2 An earlier opinion of the court of appeals, reported at 243 F.3d 1159, was withdrawn. It is not included in the appendix to the petition for a writ of certiorari.
3 After the events at issue in this case, HCFA became known as the Centers for Medicare and Medicaid Services. See 66 Fed. Reg. 35,437 (2001).
4 The civil penalty range under the FCA was recently adjusted upward to a minimum penalty of $5500 and a maximum penalty of $11,000, pursuant to a statutory mandate applicable to civil penalties enforced by all federal agencies. See 64 Fed. Reg. 47,104 (1999).

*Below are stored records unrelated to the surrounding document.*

PR #256, opened 2022-09-29
Table component for Collibra data

wenche:
Solve #[AB#82489](https://dev.azure.com/EquinorASA/d02c350d-092d-41bf-a812-f05d5d8ad1b0/_workitems/edit/82489)

Doesn't take formatted text inside the table cells into account (yet, will or will not be prioritised in another user story)

### DIFF
--- a/components/AssetTabContent/OverviewContent.tsx
+++ b/components/AssetTabContent/OverviewContent.tsx
@@ -7,7 +7,7 @@ import styled from "styled-components"
 
 import { AssetTabContentSectionContainer } from "./AssetTabContentSectionContainer"
 
-import { config } from "config"
+// import { config } from "config"
 import { defaultComponents } from "htmlParsing/portableText"
 
 const Overview = styled.div`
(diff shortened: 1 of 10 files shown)


nilsml (approved):
LGTM

components/AssetTabContent/OverviewContent.tsx
```diff
@@ -31,8 +31,9 @@ const OverviewSubTitle: FunctionComponent<PropsWithChildren> = ({ children }) =>
 )
 
 export const OverviewContent = ({ content }: Props) => {
-  const usePortableText = config.USE_PORTABLE_TEXT
-
+  const usePortableText = process.env.NEXT_PUBLIC_USE_PORTABLE_TEXT === "true"
```
aronhoyer, line 34: why was this removed from `config.ts`?

htmlParsing/rules.ts
```diff
@@ -0,0 +1,42 @@
+import { v4 as uuidv4 } from "uuid"
```
aronhoyer, line 1: node's built-in crypto package has a function to generate a v4 uuid. see https://nodejs.org/api/crypto.html#cryptorandomuuidoptions

components/AssetTabContent/OverviewContent.tsx
wenche: I left a comment about that one, it didn't update properly 🤷‍♀️  Was left with false server side and true client side, even after restarting the server ++

htmlParsing/rules.ts
wenche: Sweet, didn't know :)

components/AssetTabContent/OverviewContent.tsx
aronhoyer: that's peculiar 🤔

aronhoyer (approved):

PR #260, opened 2022-09-30
Set up and configure Prettier

aronhoyer:


wenche:
For reference, here's the config we use for EDS and Energy Vision
```
trailingComma: all
tabWidth: 2
semi: false
singleQuote: true
arrowParens: always
endOfLine: lf
```

For Energy Vision, we also have
`printWidth: 120,`

I think some of them are the default values, like `arrowParens: always`

I would love to have Prettier enabled! As you say, eslint might be enough for 95% of the stuff but it has some shortcomings. I'm struggling with line lengths and manually having to add line breaks that in turn are overridden by other rules. 😅

aronhoyer:
rules like semi, and quote are already handled by eslint, but i do support 120 printWidth

wenche:
What do you think about this @ShikhaMishra9 ?

ShikhaMishra9:
I have used prettier earlier and i think that will be good to add :).

aronhoyer:
i've updated the config to use some of the rules you mentioned @wenche

wenche (approved):
LGTM 👍 

Let's take the discussion about trailing commas another time 🤺

aronhoyer:
you don't think `es5` is enough?

PR #261, opened 2022-09-30
fix: Only show approved data products in Popular assets

ShikhaMishra9:


pages/api/popular.ts
```diff
@@ -61,7 +67,23 @@ const PopularAssetsHandler: NextApiHandler = async (req, res) => {
...
+      query: { name: "data product" },
+    })
+
+    const dataProducts = await getPopularAssets(
+      [],
+      authString,
+      approvedStatusResp.body.id,
+      dataProductTypeIdRes.body.results[0]?.id,
+      limit,
+    )
```
aronhoyer, line 86: i think a possible improvement we can do to this, is if `dataProductTypeIdRes.body.results[0].id` is `undefined` (meaning there are no "data product" types [which should never really be the case, but just to guard against it]), we can respond to the client with a 500 status code or something.

next.js' api handlers use a node server framework called express.js, so sending a 500 status code would look like this: `res.status(500).end()`

aronhoyer (approved):

PR #262, opened 2022-09-30
Images for asset

wenche:
Resolve [AB#82558](https://dev.azure.com/EquinorASA/d02c350d-092d-41bf-a812-f05d5d8ad1b0/_workitems/edit/82558)

### DIFF
--- a/htmlParsing/portableText/Image.tsx
+++ b/htmlParsing/portableText/Image.tsx
@@ -5,9 +5,7 @@ export const Image = ({ value }: any) => {
   const whereToPutThis = "https://equinor.collibra.com"
 
   return (
-    <>
-      <NextImage width={value.width} height={value.height} src={`${whereToPutThis}${value.src}`} alt={value.alt} />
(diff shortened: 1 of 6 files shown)


wenche:
I have done some investigation here, and the main issue is that we get `401` from Collibra when we try to show the image from the src attribute from the text string with the `img`  tag in our application. I did some experiments with the attachments/{:id} endpoint from the documentation, but the requested image is not available there (`404`) Might be because it is added inside of the rich text editor itself, and not as an attachment. The url for the image in the `src` attribute is for example` https://equinor.collibra.com/rest/latest/**attachment/download**/0d7d8f65-5908-4b85-ae38-6aefe30c6ee4`. 

We need to discuss this with the data catalog team.

wenche:
What should we do with this PR? It will not be completed in the short term. We do have the branch for this in the repository, and the most of the code is already in the code base since the parser for the img type is also needed to display the placeholder image. We also have an issue ab#833380 to look more into this at some point (it it's even possible)

It think we can just close til PR?

PR #268, opened 2022-10-05
Prevent unapproved assets from viewing

ShikhaMishra9:
[AB#81114](https://dev.azure.com/EquinorASA/d02c350d-092d-41bf-a812-f05d5d8ad1b0/_workitems/edit/81114)

### DIFF
--- a/pages/api/popular.ts
+++ b/pages/api/popular.ts
@@ -77,6 +77,9 @@ const PopularAssetsHandler: NextApiHandler = async (req, res) => {
       query: { name: "data product" },
     })
 
+    if (dataProductTypeIdRes.body.results[0]?.id === "undefined") {
+      return res.status(500).end()
+    }
     const dataProducts = await getPopularAssets(
       [],
       authString,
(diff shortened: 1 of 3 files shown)


pages/api/popular.ts
```diff
@@ -77,6 +77,9 @@ const PopularAssetsHandler: NextApiHandler = async (req, res) => {
       query: { name: "data product" },
     })
 
+    if (dataProductTypeIdRes.body.results[0]?.id === "undefined") {
```
wenche, line 80: This is the one Petter suggested in the other PR?

wenche (approved):
LGTM 👍 

We should align with the case of no asset as well - we would probably like to return 404 if that's the case

pages/api/popular.ts
ShikhaMishra9: yes...should i put it in another PR

wenche: It's fine by me, just curious :)

PR #269, opened 2023-09-28
bignum.ispositive() + bignum.isnegative()

kroggen:
This PR adds 2 new functions:

* `bignum.ispositive()`
* `bignum.isnegative()`

The last one is a clone of the `bignum.isneg()`. Both will exist (for backwards compatibility) but the docs and code completion on the web editor will mention only `bignum.isnegative()`


kroggen:
TODO: the tests must be run for all the hardfork versions

kroggen:
PROBLEM: it is giving difference in gas on V4 when new functions are added to the module

If we comment the lines that add the new functions, it gives the expected value. When we uncomment the lines (and the functions are added) it gives another amount of gas

The result can be seen [here](https://github.com/aergoio/aergo/actions/runs/6546556040/job/17777251175#step:7:1805)

hayarobi (approved):
lgtm

PR #270, opened 2023-09-28
add system.version()

kroggen:
This function returns the hardfork version of the underlying blockchain


kroggen:
TODO: add tests

kroggen:
It is intended to be used like this:

```lua
  if system.version() >= 4 then
    ...
  end
```

kroggen:
Another option to check if a function is available:

```lua
if type(bignum.ispositive) == "function" then
  ...
end
```

But it only works for functions on existing modules. This will fail if the `name_service` module is not available:

```lua
if type(name_service.resolve) == "function" then
  ...
end
```

> error: attempt to index global 'name_service' (a nil value)

This method checks for the module and for the function:

```lua
if name_service ~= nil and type(name_service.resolve) == "function" then
  ...
end
```

hayarobi (approved):
lgtm

PR #276, opened 2023-10-04
small refactoring about contract state

gokch:
# What is changed?
OpenContractStateAccount(XXX) to GetXXXAccountState()

# Is there risk of fork?
not at all.


kroggen:
Avoid renaming the title of editing the first message because these both trigger a new full test

The trigger should happen only when the base branch is changed, but unhappily it also occurs for the cases above

kroggen (approved):
Good

PR #287, opened 2023-10-12
Topic/schema

gokch:
## What is changed?
collect key prefix and key creation functions when access to db
make unit tests for key creation functions.

## Is there risk of fork?
yes. there are no changes, but need to sync test.


chain/chaindb.go
```diff
@@ -552,7 +531,7 @@ func (cdb *ChainDB) dropBlock(dropNo types.BlockNo) error {
 	dbTx.Delete(dropIdx)
 
 	// update latest
-	dbTx.Set(latestKey, newLatestIdx)
+	dbTx.Set([]byte(schema.Latest), newLatestIdx)
```
kroggen, line 534: The use of `[]byte(` on every `Get` and `Set` is annoying
The keys could be stored already in `[]byte` format

types/schema/schema.go
```diff
@@ -0,0 +1,49 @@
...
+	Latest         = ChainDBName + ".latest"
+	HardFork       = "hardfork"
+	ReOrg          = "_reorg_marker_"
+
+	// dpos
+	DposLibStatus = "dpos.LibStatus" // LibStatusKey is the key when a LIB information is put into the chain DB.
+
+	// raft
+	RaftPrefix             = "r_"
+	RaftIdentity           = RaftPrefix + "identity"
```
kroggen, line 23: The `RaftPrefix` can be left as `string`. The keys can be `[]byte`

types/schema/key.go
```diff
@@ -0,0 +1,65 @@
...
+
+func KeyVoteSort(key []byte) []byte {
+	return append([]byte(SystemVoteSort), key...)
+}
+
+func KeyVoteTotal(key []byte) []byte {
+	return append([]byte(SystemVoteTotal), key...)
+}
+
+func KeyVpr(i uint8) []byte {
```
kroggen, line 63: All functions names on this file should **end** with `Key` instead of starting with it

types/schema/key.go
```diff
@@ -0,0 +1,65 @@
...
+	// upper double check
+	return append([]byte(EnterpriseConf), bytes.ToUpper(conf)...)
+}
+
+func KeyName(name []byte) []byte {
+	// lower double check
+	return append([]byte(Name), bytes.ToLower(name)...)
+}
+
+func KeyParam(id []byte) []byte {
```
kroggen, line 42: The argument must be `string`

kroggen:
I like the idea of using `dbkey` instead of `schema`

Here is a comparison:

```go
data, err := scs.GetData(dbkey.Staking(who))
```

or

```go
data, err := scs.GetData(schema.StakingKey(who))
```

It makes it clear that is is accessing a database

contract/name/name.go
```diff
@@ -49,7 +48,7 @@ func UpdateName(bs *state.BlockState, scs *state.ContractState, tx *types.TxBody
 	if err != nil {
 		return types.ErrTxInvalidRecipient
 	}
-	creator, err := contract.GetData([]byte("Creator"))
+	creator, err := contract.GetData([]byte(schema.CreatorMeta))
```
kroggen, line 51: Without the `[]byte()`

contract/name/name.go
```diff
@@ -168,9 +165,7 @@ func registerOwner(scs *state.ContractState, name, owner, destination []byte) er
 }
 
 func setNameMap(scs *state.ContractState, name []byte, n *NameMap) error {
-	lowerCaseName := strings.ToLower(string(name))
-	key := append(prefix, lowerCaseName...)
-	return scs.SetData(key, serializeNameMap(n))
+	return scs.SetData(schema.KeyName(name), serializeNameMap(n))
```
kroggen, line 168: Using only `Name` is not clear enough. What about `AccountName`?
```go
return scs.SetData(dbkey.AccountName(name), serializeNameMap(n))
```

contract/system/param.go
```diff
@@ -41,15 +41,11 @@ func InitSystemParams(g dataGetter, bpCount int) {
...
-func genParamKey(id string) []byte {
-	return []byte("param\\" + strings.ToUpper(id))
-}
-
 func loadParam(g dataGetter) parameters {
 	ret := map[string]*big.Int{}
 	for i := sysParamIndex(0); i < sysParamMax; i++ {
 		id := i.ID()
-		data, err := g.GetData(genParamKey(id))
+		data, err := g.GetData(schema.KeyParam([]byte(id)))
```
kroggen, line 48: What about `SystemParam`?
```go
data, err := g.GetData(dbkey.SystemParam(id))
```
Changes on this file may cause conflict with other open PR

contract/system/staking.go
```diff
@@ -135,13 +133,11 @@ func (c *unstakeCmd) run() (*types.Event, error) {
 }
 
 func setStaking(scs *state.ContractState, who []byte, staking *types.Staking) error {
-	key := append(stakingKey, who...)
-	return scs.SetData(key, serializeStaking(staking))
+	return scs.SetData(schema.KeyStaking(who), serializeStaking(staking))
 }
 
 func getStaking(scs *state.ContractState, who []byte) (*types.Staking, error) {
```
kroggen, line 139: What about renaming `who` to `account` or `address`? Also on the function above

chain/chaindb.go
gokch: it is because []byte can`t be declared by const. if it declared just var, it can changed on other packages.

types/schema/key.go
gokch: ok.

chain/chaindb.go
gokch: I think declare string literal to const is safer than than declaring all keys as var.

contract/name/name.go
gokch: it is not only about account name, and also include "aergo.name".
it is key function for Name service in governance, so AccountName is Inappropriate.

gokch: maybe, GovernanceNameKey can be more clear. ( but it should change all governance key like enterprise, system, vote, staking )

contract/system/param.go
gokch: ok. if it changed, StakingKey / VoteKey / VoteSortKey, VprKey also changed to SystemXXXKey.

chain/chaindb.go
kroggen: Using `[]byte()` everywhere is awful. It was not like that before. It may have a way to fix it

kroggen: All these keys were `var` already, so no reason to make the usage more ugly.
Option 1: Continue using `var` for the keys
Option 2: Change the `Set` and `SetData` to accept string for the key

contract/enterprise/config.go
```diff
@@ -134,7 +133,7 @@ func setConfValues(scs *state.ContractState, key []byte, values []string) (*Conf
 }
 
 func setConf(scs *state.ContractState, key []byte, conf *Conf) error {
-	return scs.SetData(append(confPrefix, genKey(key)...), serializeConf(conf))
+	return scs.SetData(schema.KeyEnterpriseConf(genKey(key)), serializeConf(conf))
```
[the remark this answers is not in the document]
kroggen: Why was this marked as resolved? The `genKey()` function is still there...

contract/system/param.go
kroggen: It is way better to remove the `Key` from the names and use `dbkey` instead of `schema`
The above would be `dbkey.SystemParam(id)`
If a collision of variable or funcion name happens, just use another name for the them

chain/chaindb.go
kroggen: I like the idea of using functions to return the key:
* Solves the problem of collision of key name and function name
* Makes the code shorter without the need of `[]byte()`
* Creates a "standard": use function for keys both when there is and there is no argument

The keys can be stored as const string and with the word `Key` at the end of variable name and the functions without `Key` because there is already on the `dbkey` package

Example:
```go
const {
  ...
  LatestBlockKey = ChainDBName + ".latest"
  ...
}

...

func LatestBlock() []byte {
  return []byte(LatestBlockKey)
}
```

kroggen: And if the keys will not be accessed directly, they can be declared as private
Example: `latestBlockKey`

gokch: good idea. i`ll change as you said.

kroggen:
Perfect! 👏 

The only thing missing is to remove the `genKey()` function from `contract/enterprise/config.go`. The `EnterpriseConf()` function is already using `bytes.ToUpper()` so no need to make new changes.

kroggen (approved):

gokch:
> Perfect! 👏
> 
> The only thing missing is to remove the `genKey()` function from `contract/enterprise/config.go`. The `EnterpriseConf()` function is already using `bytes.ToUpper()` so no need to modify it.

good. but it need to sync test before merge. 

but genKey() is used about validate too. it seems good to remove genKey() in GetData() and SetData().

gokch:
after merge, i will make additional tests about change db key ( [fix/state-trie-keys](https://github.com/aergoio/aergo/tree/fix/state-trie-keys) branch ), and prepare to db migration.

contract/enterprise/validate.go
```diff
@@ -75,7 +75,7 @@ func ValidateEnterpriseTx(tx *types.TxBody, sender *state.V,
 		if err := checkArgs(context, &ci); err != nil {
 			return nil, err
 		}
-		key := genKey([]byte(context.Args[0]))
+		key := []byte(context.Args[0])
```
kroggen, line 78: I did not know that the function was used in other places. Above it is not converting to uppercase. Maybe the function can be bring back

kroggen:
I resolved conflicts after the merge of #259

contract/enterprise/validate.go
gokch: i check all key converting to uppercase in validate and execute. It's okay to revert, but it would be better to create unit tests for this.

kroggen:
@kslee8282 Please run sync test on this as well, if not done yet

kslee8282:
> @kslee8282 Please run sync test on this as well, if not done yet

2.4.9-rc3 end sync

5 Petitioner could have sought certification of the Clinic as a rehabilitation agency to receive reimbursement under Medicare Part A, but that course of action would have required compliance with regulatory requirements that petitioner regarded as burdensome. The Clinic would have been required to develop an institutional or administrative structure and to provide additional services. Petitioner avoided those burdens by using Dr. Mackby's PIN. In March 1996, however, Medicare administrators wrote to Dr. Mackby at Asher Clinic's address and requested medical records for an audit. Shortly thereafter, petitioner expended considerable resources to have Asher Clinic certified as a Medicare Part A rehabilitation agency. Asher Clinic's application for certification as a rehabilitation agency was dated June 4, 1996; the Clinic was surveyed on July 10, 1996; and Medicare administrators granted certification on September 13, 1996. The Clinic then stopped billing for Medicare services under Part B. Pet. App. 63-64.

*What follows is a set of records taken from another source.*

PR #290, opened 2023-10-16
integration tests for dpos and raft

kroggen:
This does not require sync test, only test files are changed


kroggen:
Note: currently the test for `raft` is marked as public to be able to run the same gas tests used on other consensus, but it can be changed later to private. On this case all checks of used gas on all tests should be disabled if `consensus == "raft"`

kroggen:
@hayarobi Execution timeout is not happening when deploying 6 contracts on the same transaction on `dpos` and `raft`, as can be seen [here](https://github.com/aergoio/aergo/actions/runs/6536301701/job/17747693434#step:10:353)

gokch (approved):

hayarobi (approved):
lgtm

PR #291, opened 2023-10-17
fix wrong block generation inverval in raft

hayarobi:
It fix bug that the blocks are generated too much in raft consensus. 
It preserve behavior of v2.4.7 at best effort.


gokch:
it is hotfix pr including in v2.4.8.

gokch (approved):

PR #296, opened 2023-10-23
add vm_direct

kroggen:
This file is used by [tx-replay](https://github.com/aergoio/tx-replay) to execute transactions directly on the VM without using the chain, consensus and mempool packages


kroggen:
`vm_direct` may not be the best name. I just did not found another one for now
If you have any suggestion, feel comfortable to share it

kroggen:
I suspect that this new file on a separate folder does not affect the Aergo, as it is not used by it.

So this PR can be merged right away

gokch (approved):

PR #297, opened 2023-10-24
enhance the parsing of amount

kroggen:
This replaces the `transformAmount()` function with another one, which:

* Is easier to understand
* Do not allow repeated units (eg "100 aergo 20 aergo")
* Do not allow units in any order, only `aergo` then `gaer` then `aer`

The new function emits backwards compatible error messages

And also tests for the function


gokch:
> @hayarobi @gokch Please check what do you think about the changes on this PR, before running a sync test I do not know if there is a reason to allow repeated units or units in any order on amount strings

Great! I think repeated units don`t need too. if no problem in sync tests, it can changed.

gokch:
by the way, transformAmount can used in other packages too.
for example, aergocli also use [their own transformAmount](https://github.com/aergoio/aergo/blob/develop/cmd/aergocli/util/unit.go). it is duplicate logic.
it can moved to types/token_unit.go, and used by all place it needed. what do you think about that?

kroggen:
The aergocli ParseUnit supports decimal amounts, like "1.23 aergo"
I will update #177 once this one is merged. It adds support for decimal amounts on contracts as well
So maybe later they can use the same logic, on V4

kroggen:
@kslee8282 
This branch is ready for a sync test

kslee8282:
> @kslee8282 This branch is ready for a sync test

Oct 29 05:17:22.315 INF ../go/aergo/cmd/aergosvr/aergosvr.go:100 > AERGO SVR STARTED branch=topic/parse-amount module=asvr revision=dd63546a

testnet sync (26063000 / 111674681)
mainnet sync (122440984 / 142658661)

kslee8282:
sync success

gokch (approved):

PR #299, opened 2023-10-25
unit tests for contract package

kroggen:


kroggen:
@gokch 
I moved your code here to the `develop` branch and made modifications
On this way it can be used in different PRs later, after merging this one
I had to rename the `validateTxType` function to better reflect its usage. The code does not return `valid` but if the parent function should continue execution or not

gokch (approved):

PR #303, opened 2023-10-29
increase max events per txn

### LINKED ISSUE #302: Increase limit of events per transaction
The current limit is 50 events / txn

When the MaxCallDepth was increased to 64 this other limit was not changed

It may be interesting to make the limit of events to be somewhat like twice the MaxCallDepth, allowing for 2 events for every contract call

On this case, if approved, the new limit would be `128` events per transaction (on V4)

6 In United States v. Bornstein, 423 U.S. 303 (1976), this Court stated that, in construing the FCA provisions governing civil liability, it was "actually construing the provisions of a criminal statute." Id. at 313 n.8 (quoting United States v. McNinch, 356 U.S. 595, 598 (1958)). That statement was correct in 1976, but it is no longer an accurate characterization of the relationship between the applicable civil and criminal false claims provisions. As the Court explained in Bornstein, the civil provisions of the False Claims Act in effect at that time relied on a repealed criminal provision for specification of the acts giving rise to civil liability. 423 U.S. at 307 n.1. The current civil provisions of the False Claims Act, however, are entirely self-contained, see 31 U.S.C. 3729 et seq., and are codified separately from the criminal prohibition contained in 18 U.S.C. 287.

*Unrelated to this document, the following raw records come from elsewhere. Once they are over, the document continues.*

PR #306, opened 2023-10-31
disable some lua functions

kroggen:
This PR removes some Lua functions, starting on hardfork 4:

* `package` module
* `require`
* `getfenv`
* `setfenv`
* `getmetatable`
* `setmetatable`
* `rawget`
* `rawset`
* `rawequal`
* `string.dump`

They continue existing for previous hardforks for compatibility with gas computations. The first 4 are also available when Aergo is build in debug mode

This PR also does not build some disabled packages (os, io, jit, debug) and so the code cannot be accessed in any way

It includes tests to make sure the disabled modules and functions are not available


kslee8282:
sync success

kslee8282:
Nov  1 05:18:42.040 INF ../go/aergo/cmd/aergosvr/aergosvr.go:100 > AERGO SVR STARTED branch=topic/disable-lua-require module=asvr revision=b9d3bb50

kroggen:
@kslee8282 
Are you sure the sync test was for this PR?
This one is only for V4

contract/vm_dummy/test_files/feature_isolation.lua
```diff
@@ -22,8 +22,10 @@ function override_functions()
     -- override contract.balance
     contract.balance = function() return "123" end
 
-    -- override the __add metamethod on bignum module
-    getmetatable(bignum.number(0)).__add = function(x,y) return x-y end
+    if getmetatable ~= nil then
+      -- override the __add metamethod on bignum module
+      getmetatable(bignum.number(0)).__add = function(x,y) return x-y end
```
hayarobi, line 27: I don't review deeper code about getmemtable, but it doesn't look like addtion rather substraction. Anyway, if this code did not cause any problem, we can leave this as is, since this commit don't change the code.

hayarobi (approved):
lgtm

contract/vm_dummy/test_files/feature_isolation.lua
kroggen: yes, this test overrides the add (`+`) operator with a subtraction (`-`) to check if that feature of overriding functions is possible. the feature is disabled by this PR

PR #522, opened 2018-12-20
Tiny bugfix: `stack` was still calling julia 0.6 `cat`

kolia:
Also added tiny test for good measure.


dhairyagandhi96:
Thanks for pointing it out!
Some of these changes were merged in ec8dde79c3c9ad64cb3a7d8656e2a14de31cdcf6, but its nice to have more tests.

Let me know if I can be helpful in making more contributions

7 The criminal cases on which petitioner relies (see Pet. 23) involved either the loss calculations used in applying the Sentencing Guidelines, or the determination whether restitution is owed, rather than the issue of damages in a civil False Claims Act case. Petitioner's reliance (see Pet. 21-22) on United States v. Cooperative Grain & Supply Co., 476 F.2d 47 (8th Cir. 1973), and Ab-Tech Construction, Inc. v. United States, 31 Fed. Cl. 429 (1994), aff'd, 57 F.3d 1084 (Fed. Cir. 1995), is also misplaced. The decision in Cooperative Grain predates the comprehensive changes Congress made to the False Claims Act in 1986. In any event, because the misrepresentation that Dr. Mackby was responsible for the relevant services caused the government to pay money to which Asher Clinic was not entitled, petitioner's proposed rule that "the government should only be allowed to recover damages that it has actually suffered as a result of a claim being submitted" (Pet. 21) would provide no basis for reducing or setting aside the damage award in this case. The court in Ab-Tech Construction held that the government was not entitled to damages because it "got essentially what it paid for." 31 Fed. Cl. at 434. Here, by contrast, the government paid for services performed by a physician or under his supervision, when in fact Dr. Mackby had no role in the provision of the services for which the Clinic sought and received Medicare funds.
8 The government's request for civil penalties was thus even more limited than its request for treble damages. The government sought and received treble damages for each of the 1459 claims "that exceeded Medicare's annual payment limit per beneficiary for PTIPs." Pet. App. 4-5.